Besides just because you use one"fatty" ingredient doesn't mean you need to throw all caution to the wind


----------



## Andy M. (Sep 28, 2012)

Siegal said:


> Eggs aren't unhealthy. They are whole, natural, and full of nutrients, Plus there is only usually 4 or so in a quiche that serves 6. So less than an egg a person.
> 
> Normal crust on the other hand is empty calories of bleached flour stripped of all nutrients, and hydrogenized shortening or margarine  or butter (although butter is ok in my book but kind of fatty) with little vitamins....
> 
> Besides just because you use one"fatty" ingredient doesn't mean you need to throw all caution to the wind




I only mentioned this because many health-conscious people reject eggs as a healthful food based on its high cholesterol count.  I agree with you and personally don't have an issue with eggs.  

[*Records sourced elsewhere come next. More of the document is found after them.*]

PR #1282, opened 2016-09-19
Only query "new" opportunities

Dantemss:
According to Denver, this is needed to fix the current Salesforce reporting errors.

### DIFF
--- a/app/subsystems/salesforce/renew_os_ancillary.rb
+++ b/app/subsystems/salesforce/renew_os_ancillary.rb
@@ -11,7 +11,8 @@ module Salesforce
       target_opportunity_criteria = {
         contact_id: based_on_opportunity.contact_id,
         book_name: based_on_opportunity.book_name,
-        term_year: renew_for_term_year.to_s
+        term_year: renew_for_term_year.to_s,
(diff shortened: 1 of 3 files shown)


app/subsystems/salesforce/renew_os_ancillary.rb
```diff
@@ -11,7 +11,8 @@ def self.call(based_on:, renew_for_term_year:)
       target_opportunity_criteria = {
         contact_id: based_on_opportunity.contact_id,
         book_name: based_on_opportunity.book_name,
-        term_year: renew_for_term_year.to_s
+        term_year: renew_for_term_year.to_s,
+        new: true
```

Isn't a quiche without a crust an omelet/fritatta?


----------



## Siegal (Sep 28, 2012)

Yea i hate that egg thing! My inlaws drive my husband nuts about not eating eggs and butter but raised him to eat only margarine, pastries and cake, meat, and proceeded carbohydrates. No veggies, whole grains,or fish. 

The eggs and butter so unhealthy! But a diet of margarine, rice, white bread, cake and McDonald's totally ok!

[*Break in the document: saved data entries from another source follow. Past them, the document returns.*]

PR #1284, opened 2016-09-21
Add the ability to filter research data export

BryanEliDimas:
## Before:
screen shot 2016-09-21 at 10 35 08 am

## After:
screen shot 2016-09-21 at 10 35 12 am

With datepicker
screen shot 2016-09-21 at 10 37 08 am

### DIFF
--- a/app/controllers/admin/research_data_controller.rb
+++ b/app/controllers/admin/research_data_controller.rb
@@ -6,7 +6,10 @@ module Admin
 
     def create
       filename = "export_#{Time.now.utc.strftime("%Y%m%dT%H%M%SZ")}.csv"
-      ExportAndUploadResearchData.perform_later(filename)
+      from_date = Chronic.parse(params[:from])
+      to_date = Chronic.parse(params[:to])
+      date_range = from_date..to_date if from_date && to_date
+      ExportAndUploadResearchData.perform_later(filename: filename, date_range: date_range, include_tutor: params[:tutor], include_concept_coach: params[:concept_coach])
       redirect_to admin_research_data_path,
                   notice: "#{ExportAndUploadResearchData::RESEARCH_FOLDER}/#{filename} should be available in a few minutes in ownCloud (does not refresh automatically)"
     end
--- a/app/controllers/admin/research_data_controller.rb
+++ b/app/controllers/admin/research_data_controller.rb
@@ -6,10 +6,27 @@ module Admin
 
     def create
       filename = "export_#{Time.now.utc.strftime("%Y%m%dT%H%M%SZ")}.csv"
-      from_date = Chronic.parse(params[:from])
-      to_date = Chronic.parse(params[:to])
-      date_range = from_date..to_date if from_date && to_date
-      ExportAndUploadResearchData.perform_later(filename: filename, date_range: date_range, include_tutor: params[:tutor], include_concept_coach: params[:concept_coach])
+      mapping = {
+        "tutor" => Tasks::Models::Task.task_types.values_at(:homework, :reading, :chapter_practice,
+                   :page_practice, :mixed_practice, :external, :event, :extra),
+        "concept_coach" => Tasks::Models::Task.task_types.values_at(:concept_coach)
+      }
+
+      task_types_params = params.fetch(:export_research_data).fetch(:task_types).reject{|i|i.blank?}
+
+      if task_types_params.blank?
+        flash.now[:alert] = "You must select at least one type of Tasks"
+        render :index
+        return
+      end
+
+      task_types = task_types_params.inject([]){ |result, task_types_param|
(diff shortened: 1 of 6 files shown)


BryanEliDimas:
<a href="https:&#x2F;&#x2F;trello.com&#x2F;c&#x2F;O0DuVvuZ&#x2F;126-add-the-ability-to-filter-research-data-by-date-range-and-by-concept-coach-only"> Add the ability to filter research data by date range and by Concept Coach only</a>

app/routines/export_and_upload_research_data.rb
```diff
@@ -135,7 +141,7 @@ def is_cc?(course_id)
       CourseProfile::Models::Profile
         .select([:entity_course_id, :is_concept_coach])
         .each_with_object({}) do |profile, hsh|
-          hsh[profile.entity_course_id] = profile.is_concept_coach
+          hsh[profile.entity_course_id] = profile.is_concept_coach.try(:capitalize)
```
BryanEliDimas: Per Grimmaldi's request.

app/routines/export_and_upload_research_data.rb
```diff
@@ -6,10 +6,12 @@ class ExportAndUploadResearchData
 
   lev_routine express_output: :filename
 
-  def exec(filename = nil)
+  def exec(filename: nil, include_concept_coach: false, include_tutor: false, date_range: nil)
     outputs[:filename] = FilenameSanitizer.sanitize(filename) || \
                          "export_#{Time.now.utc.strftime("%Y%m%dT%H%M%SZ")}.csv"
-    create_export_file
+    only_tutor = include_tutor && !include_concept_coach
+    only_concept_coach = include_concept_coach && !include_tutor
```
jpslav: This means we can only do one of tutor or CC, but the checkboxes on the form imply that we can do both.  Can you change to make it less "only"? (only use the `where` clause if one of them is set)

spec/routines/export_and_upload_research_data_spec.rb
```diff
@@ -101,5 +101,64 @@
...
+        expect_any_instance_of(described_class).to receive(:upload_export_file) do |routine|
+          filepath = routine.send :filepath
+          expect(File.exists?(filepath)).to be true
+          expect(filepath.ends_with? '.csv').to be true
+
+          rows = CSV.read(filepath)
+
+          expect(Tasks::Models::TaskStep.count).to eq 3
+          expect(rows.count - 1).to eq(1)
+        end
```
jpslav: To reduce the duplicated test code, can you add a helper method that does the common CSV checks, e.g.:

```ruby
def with_export_rows(&block)
  expect_any_instance_of(described_class).to receive(:upload_export_file) do |routine|
    filepath = routine.send :filepath
    expect(File.exists?(filepath)).to be true
    expect(filepath.ends_with? '.csv').to be true
    rows = CSV.read(filepath)
    block.call(rows)
  end
end
```

and also make the existing spec at the top use the new helper?

jpslav: actually you could include the `capture_stdout` line too, if you pass in the options to `call` as the first argument of `with_export_rows`

app/controllers/admin/research_data_controller.rb
```diff
@@ -6,7 +6,10 @@ def index
 
     def create
       filename = "export_#{Time.now.utc.strftime("%Y%m%dT%H%M%SZ")}.csv"
-      ExportAndUploadResearchData.perform_later(filename)
+      from_date = Chronic.parse(params[:from])
+      to_date = Chronic.parse(params[:to])
```
BryanEliDimas: Isn't there already a default? The default is to include all because I only pull records within a date range _if_ they provide a date range (`params[:from]` and `params[:to]`. https://github.com/openstax/tutor-server/pull/1284/files#diff-a670158333c81f17a6559527e1d27ea4R55

jpslav: Right but as is it doesn't allow for just one of the times be blank (to do `> some time` without a `< some other time`).

BryanEliDimas: That is true. Dante also gave me feedback on this PR and I'm cleaning it up.

BryanEliDimas:
@jpslav I made the changes you suggested. It sorta turned into a complete refactoring.
It should be ready to merge now unless there is a scenario I have not covered in the tests.

app/views/manager/courses/_index.html.erb
```diff
@@ -5,6 +5,8 @@
 <% failed_jobs ||= [] %>
 <% total_count ||= course_infos.try(:count) %>
 
+<div>Showing <%= total_count %> total</div>
```
BryanEliDimas: Dante's request. Absolutely harmless so I just included it in this PR.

Anyway - not so good on terminology. Crust less quiche may = frittata


----------



## Aunt Bea (Sep 28, 2012)

I like plain onion with caraway seeds and sharp cheddar cheese.

I just cook down the onions and caraway seeds in butter and make an onion jam.

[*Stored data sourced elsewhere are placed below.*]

PR #1288, opened 2016-09-23
warn about not creating duplicate accounts when student id is taken

nathanstitt:
Updates the error message to warn students not to create a new account.
screen shot 2016-09-27 at 11 20 04 am

### DIFF
--- a/app/assets/stylesheets/enroll.scss
+++ b/app/assets/stylesheets/enroll.scss
@@ -55,7 +55,10 @@
       }
     }
   }
-
+  .enrollment-flash {
+    max-width: 800px;
+    margin: 20px auto;
+  }
   span.help {
     display: block;
     font-size: 12px;
--- a/app/assets/stylesheets/enroll.scss
+++ b/app/assets/stylesheets/enroll.scss
@@ -1,4 +1,9 @@
+// the enrollment page displays the flash itself
+.courses-enroll .application-flash { display: none; }
+
 #enroll {
+  margin-top: 20px;
+
   &.well {
     margin-bottom: 0px;
   }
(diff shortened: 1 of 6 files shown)


Dantemss:
@Fredasaurus I think we have to mention they have to Logout and try to reset the password or something
If they reach this point, they already created a duplicate account.

Fredasaurus:
The alert and page messaging, "You are joining...." (you are not) are still in conflict with each other. I'm not sure if the plan is to change that now though.

The alert doesn't relate well in terms of proximity. Should it be inline with the actual location of the error? Also the terminology doesn't relate well. "Skip this step" does not imply that you are creating a new account.

Dantemss:
The reason "Skip this step" doesn't imply they are creating a new account is that they are already in the new account at this point. They already crossed the new account creation bridge. They need to logout and backtrack.

Fredasaurus:
That's even more confusing. I don't think we can reasonably expect a user to know this.

Dantemss:
Hence why I suggested to ask them to logout and try to login into their previous account.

I mix that with one cup of milk, two eggs, a cup of grated cheese, salt, pepper, nutmeg. Pour into a 9 inch shell and bake at 425 for fifteen minutes, reduce heat to 350 for another 20 to 30 minutes, cool slightly and enjoy.

I usually use evaporated milk.

I usually cheat and use a frozen crust.

I add up to two cups of vegetables or meats. 

Leftover broccoli is very nice.

We call it egg pie at my house, it is a great way to use musgoes!


----------



## CWS4322 (Sep 28, 2012)

The LCBO Food and Drink magazine has some tasty quiche recipes:

Recipe Search Results

I've made this Swiss Chard tart a number of times. The last time I made a whole-wheat crust (I think I put pics in "what are you baking today"):

Recipe Details

I've also made this zucchini tart several times: 

Recipe Details

I've also made this tart with regular pie crust:

Recipe Details

(More tomato tart recipes are at this Recipe Search Results).

Fooey on those who don't eat eggs--divided re: the number of slices, there aren't a lot of eggs per serving.


----------